### Your objective
Search term "really": please copy every line of the records below that contains it.

(Data supplied)

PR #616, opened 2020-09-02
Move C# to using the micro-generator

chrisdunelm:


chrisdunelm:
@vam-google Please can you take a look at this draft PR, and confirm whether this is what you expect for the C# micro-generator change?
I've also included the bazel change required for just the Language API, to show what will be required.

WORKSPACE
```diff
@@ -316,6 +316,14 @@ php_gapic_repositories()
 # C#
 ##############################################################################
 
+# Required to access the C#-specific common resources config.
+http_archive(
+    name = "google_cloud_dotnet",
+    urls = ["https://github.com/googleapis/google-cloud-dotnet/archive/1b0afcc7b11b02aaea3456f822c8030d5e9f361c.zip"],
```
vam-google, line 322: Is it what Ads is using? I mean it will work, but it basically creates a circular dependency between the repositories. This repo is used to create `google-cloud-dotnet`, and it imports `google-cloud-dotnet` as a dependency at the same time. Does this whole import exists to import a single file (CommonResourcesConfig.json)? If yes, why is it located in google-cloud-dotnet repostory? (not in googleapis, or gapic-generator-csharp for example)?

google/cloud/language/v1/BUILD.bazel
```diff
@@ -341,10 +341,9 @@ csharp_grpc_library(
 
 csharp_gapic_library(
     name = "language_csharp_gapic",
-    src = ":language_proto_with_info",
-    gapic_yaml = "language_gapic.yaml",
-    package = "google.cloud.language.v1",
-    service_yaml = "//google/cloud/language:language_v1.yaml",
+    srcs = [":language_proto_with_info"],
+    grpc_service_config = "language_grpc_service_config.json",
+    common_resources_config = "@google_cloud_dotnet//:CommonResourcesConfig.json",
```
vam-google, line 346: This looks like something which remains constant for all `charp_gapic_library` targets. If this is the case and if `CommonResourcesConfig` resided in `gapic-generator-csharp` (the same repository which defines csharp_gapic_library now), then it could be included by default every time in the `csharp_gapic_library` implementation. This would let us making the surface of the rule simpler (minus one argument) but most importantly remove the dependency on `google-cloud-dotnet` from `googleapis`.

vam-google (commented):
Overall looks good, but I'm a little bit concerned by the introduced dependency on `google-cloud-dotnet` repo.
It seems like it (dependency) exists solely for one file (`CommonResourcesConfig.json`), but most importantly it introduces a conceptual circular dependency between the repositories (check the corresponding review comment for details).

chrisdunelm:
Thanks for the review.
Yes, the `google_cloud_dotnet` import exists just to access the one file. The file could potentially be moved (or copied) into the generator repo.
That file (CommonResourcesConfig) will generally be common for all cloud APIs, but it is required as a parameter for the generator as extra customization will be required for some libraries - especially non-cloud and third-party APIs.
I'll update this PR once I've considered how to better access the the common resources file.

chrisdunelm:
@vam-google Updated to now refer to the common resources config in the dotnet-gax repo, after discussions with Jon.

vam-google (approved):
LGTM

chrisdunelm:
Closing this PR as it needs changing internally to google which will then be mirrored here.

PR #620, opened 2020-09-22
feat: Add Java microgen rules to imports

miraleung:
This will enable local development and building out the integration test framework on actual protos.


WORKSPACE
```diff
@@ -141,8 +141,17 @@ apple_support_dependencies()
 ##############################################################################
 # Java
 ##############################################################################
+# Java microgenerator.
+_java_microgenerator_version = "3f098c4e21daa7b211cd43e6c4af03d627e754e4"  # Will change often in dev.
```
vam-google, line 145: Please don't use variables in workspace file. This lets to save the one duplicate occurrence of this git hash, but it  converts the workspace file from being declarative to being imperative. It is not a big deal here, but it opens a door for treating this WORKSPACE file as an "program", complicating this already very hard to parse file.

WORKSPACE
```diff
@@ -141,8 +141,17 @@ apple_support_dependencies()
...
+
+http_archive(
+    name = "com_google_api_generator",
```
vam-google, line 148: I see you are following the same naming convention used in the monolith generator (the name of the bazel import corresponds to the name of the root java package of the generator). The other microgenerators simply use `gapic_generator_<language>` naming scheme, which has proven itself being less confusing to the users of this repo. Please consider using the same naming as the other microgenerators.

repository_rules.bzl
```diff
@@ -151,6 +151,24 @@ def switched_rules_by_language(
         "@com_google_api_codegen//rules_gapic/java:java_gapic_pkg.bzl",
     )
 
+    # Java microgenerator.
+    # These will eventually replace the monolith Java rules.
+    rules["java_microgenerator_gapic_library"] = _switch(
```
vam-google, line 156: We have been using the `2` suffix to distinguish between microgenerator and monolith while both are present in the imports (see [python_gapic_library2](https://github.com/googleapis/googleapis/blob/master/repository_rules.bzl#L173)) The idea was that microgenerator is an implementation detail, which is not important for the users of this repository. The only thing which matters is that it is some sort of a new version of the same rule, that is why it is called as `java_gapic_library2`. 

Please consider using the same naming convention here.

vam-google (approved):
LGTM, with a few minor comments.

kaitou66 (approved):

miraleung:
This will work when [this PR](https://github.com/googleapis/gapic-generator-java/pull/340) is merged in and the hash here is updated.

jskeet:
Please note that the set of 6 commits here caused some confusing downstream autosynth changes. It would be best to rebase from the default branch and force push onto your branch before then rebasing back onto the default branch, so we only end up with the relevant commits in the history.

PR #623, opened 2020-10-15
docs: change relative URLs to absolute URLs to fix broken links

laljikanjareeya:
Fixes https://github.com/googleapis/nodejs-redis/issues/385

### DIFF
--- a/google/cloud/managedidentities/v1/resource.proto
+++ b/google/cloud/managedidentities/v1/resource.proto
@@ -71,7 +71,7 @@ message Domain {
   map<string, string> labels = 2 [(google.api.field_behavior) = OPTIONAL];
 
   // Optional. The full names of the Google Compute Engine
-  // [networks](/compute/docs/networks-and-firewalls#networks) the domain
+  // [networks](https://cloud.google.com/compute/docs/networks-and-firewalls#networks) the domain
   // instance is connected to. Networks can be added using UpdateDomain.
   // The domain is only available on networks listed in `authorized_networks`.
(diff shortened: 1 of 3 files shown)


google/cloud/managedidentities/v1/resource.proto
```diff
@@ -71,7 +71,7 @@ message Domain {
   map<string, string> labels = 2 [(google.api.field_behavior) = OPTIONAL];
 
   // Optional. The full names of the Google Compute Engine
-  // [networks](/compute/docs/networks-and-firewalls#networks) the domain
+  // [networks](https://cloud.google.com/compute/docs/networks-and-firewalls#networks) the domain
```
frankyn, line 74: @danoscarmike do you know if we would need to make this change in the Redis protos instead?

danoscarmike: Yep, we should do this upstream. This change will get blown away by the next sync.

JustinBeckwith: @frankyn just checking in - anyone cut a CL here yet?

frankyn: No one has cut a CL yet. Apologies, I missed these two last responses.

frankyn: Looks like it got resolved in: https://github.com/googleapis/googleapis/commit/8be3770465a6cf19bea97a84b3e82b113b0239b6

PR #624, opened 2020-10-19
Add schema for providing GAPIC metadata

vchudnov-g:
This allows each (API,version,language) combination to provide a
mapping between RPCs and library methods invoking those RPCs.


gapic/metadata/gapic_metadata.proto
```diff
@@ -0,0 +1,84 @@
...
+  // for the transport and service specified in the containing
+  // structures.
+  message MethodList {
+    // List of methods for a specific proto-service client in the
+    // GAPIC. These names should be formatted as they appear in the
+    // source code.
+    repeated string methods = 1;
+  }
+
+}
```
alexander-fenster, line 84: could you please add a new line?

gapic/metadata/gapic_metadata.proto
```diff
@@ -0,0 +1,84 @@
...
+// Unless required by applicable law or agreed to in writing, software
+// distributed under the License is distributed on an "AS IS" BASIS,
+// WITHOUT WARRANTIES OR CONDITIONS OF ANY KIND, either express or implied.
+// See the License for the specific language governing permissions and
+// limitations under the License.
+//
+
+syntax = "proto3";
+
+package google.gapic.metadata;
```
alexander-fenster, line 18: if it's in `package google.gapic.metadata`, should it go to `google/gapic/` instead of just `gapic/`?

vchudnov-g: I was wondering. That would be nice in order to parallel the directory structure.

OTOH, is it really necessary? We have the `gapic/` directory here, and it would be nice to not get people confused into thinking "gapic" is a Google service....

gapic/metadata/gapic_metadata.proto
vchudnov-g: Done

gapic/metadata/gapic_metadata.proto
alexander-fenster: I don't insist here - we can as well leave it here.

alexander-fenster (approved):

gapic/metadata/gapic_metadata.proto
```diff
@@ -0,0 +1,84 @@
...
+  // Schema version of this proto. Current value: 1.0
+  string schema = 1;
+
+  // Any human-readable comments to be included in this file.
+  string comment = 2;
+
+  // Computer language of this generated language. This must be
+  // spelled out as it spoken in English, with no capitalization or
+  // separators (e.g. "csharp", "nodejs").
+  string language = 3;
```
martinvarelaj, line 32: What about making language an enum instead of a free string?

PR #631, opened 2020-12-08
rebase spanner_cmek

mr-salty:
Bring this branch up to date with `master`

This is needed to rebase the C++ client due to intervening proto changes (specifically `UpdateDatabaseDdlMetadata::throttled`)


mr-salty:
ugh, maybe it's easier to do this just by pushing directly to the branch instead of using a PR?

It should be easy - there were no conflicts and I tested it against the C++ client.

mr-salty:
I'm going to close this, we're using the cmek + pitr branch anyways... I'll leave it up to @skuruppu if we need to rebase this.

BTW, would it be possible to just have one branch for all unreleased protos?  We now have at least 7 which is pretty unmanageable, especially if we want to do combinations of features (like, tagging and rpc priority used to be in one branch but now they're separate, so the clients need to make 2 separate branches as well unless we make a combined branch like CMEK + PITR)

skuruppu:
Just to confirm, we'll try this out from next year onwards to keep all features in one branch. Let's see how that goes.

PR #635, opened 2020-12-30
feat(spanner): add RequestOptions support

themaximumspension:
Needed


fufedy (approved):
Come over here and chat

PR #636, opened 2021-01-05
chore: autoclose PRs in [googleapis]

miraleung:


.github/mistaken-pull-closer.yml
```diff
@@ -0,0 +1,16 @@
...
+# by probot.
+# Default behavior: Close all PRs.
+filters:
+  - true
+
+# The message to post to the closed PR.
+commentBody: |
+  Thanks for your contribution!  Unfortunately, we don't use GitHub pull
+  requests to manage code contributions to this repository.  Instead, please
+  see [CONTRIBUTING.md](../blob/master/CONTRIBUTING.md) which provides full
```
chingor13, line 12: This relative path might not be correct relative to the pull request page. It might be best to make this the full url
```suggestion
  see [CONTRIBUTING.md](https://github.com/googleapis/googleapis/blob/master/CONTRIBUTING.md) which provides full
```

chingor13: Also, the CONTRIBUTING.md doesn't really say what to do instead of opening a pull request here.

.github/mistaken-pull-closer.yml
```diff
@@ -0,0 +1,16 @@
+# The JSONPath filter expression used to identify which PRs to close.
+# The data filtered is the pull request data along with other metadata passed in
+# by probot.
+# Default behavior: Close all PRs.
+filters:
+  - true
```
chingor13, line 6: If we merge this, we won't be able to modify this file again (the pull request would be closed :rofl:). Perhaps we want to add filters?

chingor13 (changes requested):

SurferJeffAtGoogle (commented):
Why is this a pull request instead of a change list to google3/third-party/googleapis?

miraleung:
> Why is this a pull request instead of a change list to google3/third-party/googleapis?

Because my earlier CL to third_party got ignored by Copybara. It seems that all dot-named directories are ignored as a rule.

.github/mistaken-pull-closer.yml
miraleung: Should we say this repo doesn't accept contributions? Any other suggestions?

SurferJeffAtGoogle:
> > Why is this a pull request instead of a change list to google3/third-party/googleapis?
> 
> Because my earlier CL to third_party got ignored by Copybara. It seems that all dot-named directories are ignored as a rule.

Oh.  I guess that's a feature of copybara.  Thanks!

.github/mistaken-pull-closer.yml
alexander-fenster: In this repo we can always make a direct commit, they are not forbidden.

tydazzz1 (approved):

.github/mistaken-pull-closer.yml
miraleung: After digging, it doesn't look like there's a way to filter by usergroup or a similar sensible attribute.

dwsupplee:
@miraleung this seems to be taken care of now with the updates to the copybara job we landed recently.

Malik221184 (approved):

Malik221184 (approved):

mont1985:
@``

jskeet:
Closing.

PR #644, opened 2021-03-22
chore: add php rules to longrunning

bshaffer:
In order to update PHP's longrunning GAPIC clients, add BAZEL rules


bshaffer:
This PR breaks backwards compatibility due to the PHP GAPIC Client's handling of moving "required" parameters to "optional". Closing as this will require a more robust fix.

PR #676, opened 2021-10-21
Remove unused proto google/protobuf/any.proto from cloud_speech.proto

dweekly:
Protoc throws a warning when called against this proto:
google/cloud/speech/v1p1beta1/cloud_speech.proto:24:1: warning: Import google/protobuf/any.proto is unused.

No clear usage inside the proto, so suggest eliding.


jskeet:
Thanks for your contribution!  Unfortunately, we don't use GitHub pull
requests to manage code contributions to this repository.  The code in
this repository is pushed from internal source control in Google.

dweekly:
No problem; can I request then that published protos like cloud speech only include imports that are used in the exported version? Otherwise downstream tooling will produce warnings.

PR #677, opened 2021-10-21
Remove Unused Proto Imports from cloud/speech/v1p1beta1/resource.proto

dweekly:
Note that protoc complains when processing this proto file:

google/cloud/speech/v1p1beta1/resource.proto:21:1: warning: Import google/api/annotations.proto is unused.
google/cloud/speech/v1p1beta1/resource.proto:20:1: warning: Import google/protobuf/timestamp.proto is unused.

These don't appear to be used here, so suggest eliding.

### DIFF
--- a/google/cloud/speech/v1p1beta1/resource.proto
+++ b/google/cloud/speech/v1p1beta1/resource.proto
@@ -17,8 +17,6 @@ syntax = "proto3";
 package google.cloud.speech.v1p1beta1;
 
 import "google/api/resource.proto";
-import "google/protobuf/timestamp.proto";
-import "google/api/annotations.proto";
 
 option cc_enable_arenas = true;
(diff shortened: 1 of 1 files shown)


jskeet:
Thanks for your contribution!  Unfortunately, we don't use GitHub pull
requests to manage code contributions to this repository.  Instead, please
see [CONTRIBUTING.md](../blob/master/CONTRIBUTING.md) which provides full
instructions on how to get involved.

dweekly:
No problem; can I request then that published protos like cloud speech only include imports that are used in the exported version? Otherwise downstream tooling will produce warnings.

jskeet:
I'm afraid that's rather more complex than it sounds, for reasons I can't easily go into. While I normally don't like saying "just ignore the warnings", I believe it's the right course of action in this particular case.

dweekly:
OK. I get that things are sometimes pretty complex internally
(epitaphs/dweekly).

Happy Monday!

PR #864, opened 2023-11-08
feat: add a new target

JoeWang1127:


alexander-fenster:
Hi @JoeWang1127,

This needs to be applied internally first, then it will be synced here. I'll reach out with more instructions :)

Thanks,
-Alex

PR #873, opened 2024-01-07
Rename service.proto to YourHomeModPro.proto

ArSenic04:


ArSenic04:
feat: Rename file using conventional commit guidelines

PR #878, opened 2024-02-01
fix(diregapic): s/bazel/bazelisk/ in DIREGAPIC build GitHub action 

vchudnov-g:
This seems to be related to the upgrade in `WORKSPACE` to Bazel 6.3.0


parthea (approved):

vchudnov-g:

(End Data supplied)

### Task solution
OTOH, is it really necessary? We have the `gapic/` directory here, and it would be nice to not get people confused into thinking "gapic" is a Google service....
chingor13: Also, the CONTRIBUTING.md doesn't really say what to do instead of opening a pull request here.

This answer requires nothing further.